Rosemary Oil Matches Minoxidil 2% for Hair Growth in 6-Month Trial
After six months side by side with minoxidil 2%, rosemary oil produced no statistically significant difference in hair count. That finding, compiled in a PMC systematic review (PMC11549889), adds weight to a growing body of evidence that positions rosemary oil not just as a wellness trend but as a clinically comparable option for androgenetic alopecia.
The trial design
The randomized controlled trial enrolled 100 adult men with androgenetic alopecia, the most common form of hair loss driven by hormone-related follicle miniaturization. Participants were randomly assigned to apply either rosemary oil or minoxidil 2% topically to the scalp over six months.
At the end of the trial, both groups showed a statistically significant increase in hair count. The difference between the two groups was not statistically significant. Both treatments arrived at the same destination.
One area where they diverged was tolerability. Scalp itching was reported more frequently in the minoxidil group. For people who discontinue minoxidil due to skin irritation, this gap in side effect profile is relevant.
Three mechanisms behind the result
Rosemary oil does not work through a single pathway. The systematic review identifies three distinct mechanisms that together explain the clinical outcome.
5-alpha-reductase inhibition. The enzyme 5-alpha-reductase converts testosterone into DHT (dihydrotestosterone), the androgen that progressively shrinks hair follicles in androgenetic alopecia. Among rosemary’s active compounds, 12-methoxycarnosic acid has been shown to inhibit this enzyme at rates between 82.4 and 94.6 percent. For comparison, finasteride, the prescription drug commonly used for the same purpose, inhibits the enzyme at 81.9 percent. The ranges overlap.
Other active compounds identified in the review include carnosic acid, rosmarinic acid, ursolic acid, oleanolic acid, camphor, and caffeic acid. Each contributes to a compound’s overall bioactivity profile, and the synergy between them likely contributes to the overall effect.
Anti-inflammatory action. Around 50 percent of androgenetic alopecia cases show perifollicular inflammatory infiltrate, meaning immune cells have accumulated around the hair follicle and are suppressing its function. This is not always visible and is often overlooked as a contributing factor. Rosemary oil’s anti-inflammatory compounds work to reduce this local immune response, addressing a mechanism that purely vasodilatory treatments do not target.

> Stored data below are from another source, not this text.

PR #2908, opened 2025-01-03
[Timestampable] - Add types to createdAt and updatedAt

giosal:
Based on the requirements of our project to be compatible with PHPStan Level 10, I had to add the types to createdAt and updatedAt, as we're using Timestampable in some of our entities

### DIFF
--- a/CHANGELOG.md
+++ b/CHANGELOG.md
@@ -19,7 +19,7 @@ a release.
 
 ## [Unreleased]
 ### New
-- Add return types to createdAt and updatedAt
+- Timestampable: Add types to createdAt and updatedAt
 ### Deprecated
 - Sluggable: Annotation-specific mapping parameters (#2837)
 
--- a/CHANGELOG.md
+++ b/CHANGELOG.md
@@ -18,6 +18,8 @@ a release.
 ---
 
 ## [Unreleased]
+### New
+- Add return types to createdAt and updatedAt
 ### Deprecated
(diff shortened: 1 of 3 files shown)


phansys (changes requested):
Thank you @giosal!

For BC reasons, we can not introduce these changes in a minor version.

If these traits are used alongside an interface covering the same methods, this will force the implementation to be updated.

For the PHPStan level bump, I think we can use #2902 as starting point, allowing the changes here to be implemented in the future.

phansys:
@mbabker, I'd like to hear your thoughts on this.

mbabker:
IMO this is a good 4.0 change but isn't safe to ship as part of a minor release (plus the PR as is right now is incomplete as it doesn't update the ODM trait).

The traits here are purely convenience features and not required for an application to use, so for apps that do need strict type declarations, they can inline this code and update it as needed.

Chris53897:
If this is planned for 4.0, does it make sense to change it to DateTimeImmutable for php type and doctrine?

phansys:
>@phansys if I understood correctly, the changes you request are to update the ODM trait?

As @mbabker said, the ODM implementation should be updated too.

>Otherwise, thank you for your review and your acceptance of the idea even if for a major version

Yes, these changes should be present in the next MAJOR release, as for BC reasons, they can not be introduced in a MINOR release: https://3v4l.org/q0qFe#v7.4.0.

Vasodilation and blood flow. Hair follicles depend on blood supply for oxygen and nutrients. Rosemary oil improves blood flow to the scalp, which creates a more favorable environment for active follicles. This is also the primary mechanism of minoxidil. The two compounds share this pathway, which partially explains their comparable outcomes.
Why this matters now
Minoxidil is among the most widely used over-the-counter hair loss treatments globally. It is accessible and well-studied. But sustained use comes with known drawbacks: scalp irritation, cardiovascular concerns at higher doses, and the well-documented rebound shedding that follows abrupt discontinuation. These issues have driven both clinicians and consumers to look for alternatives with better long-term tolerability.
Rosemary oil addresses this partly through its multi-compound structure. Rather than targeting a single receptor or enzyme, it acts across three pathways simultaneously. Whether this multi-target approach translates to broader applicability or just equivalent efficacy in a specific population remains an open question for future research.
The current evidence base covers male androgenetic alopecia. Trials focused on female hair loss patterns or other alopecia subtypes have not yet reached the same scale or rigor.
Practical notes on use
Rosemary oil should not be applied neat to the scalp. A 2 to 3 percent dilution in a carrier oil, jojoba and coconut being the most commonly used, is the standard approach before massaging into the scalp. The clinical benefit in the trial emerged over six months, which sets the minimum bar for evaluating whether it is working for any individual.
For those currently using minoxidil, switching without guidance carries risk. Rebound shedding after discontinuation is real and can be disorienting. A consultation with a dermatologist before changing a treatment routine remains the most reasonable starting point.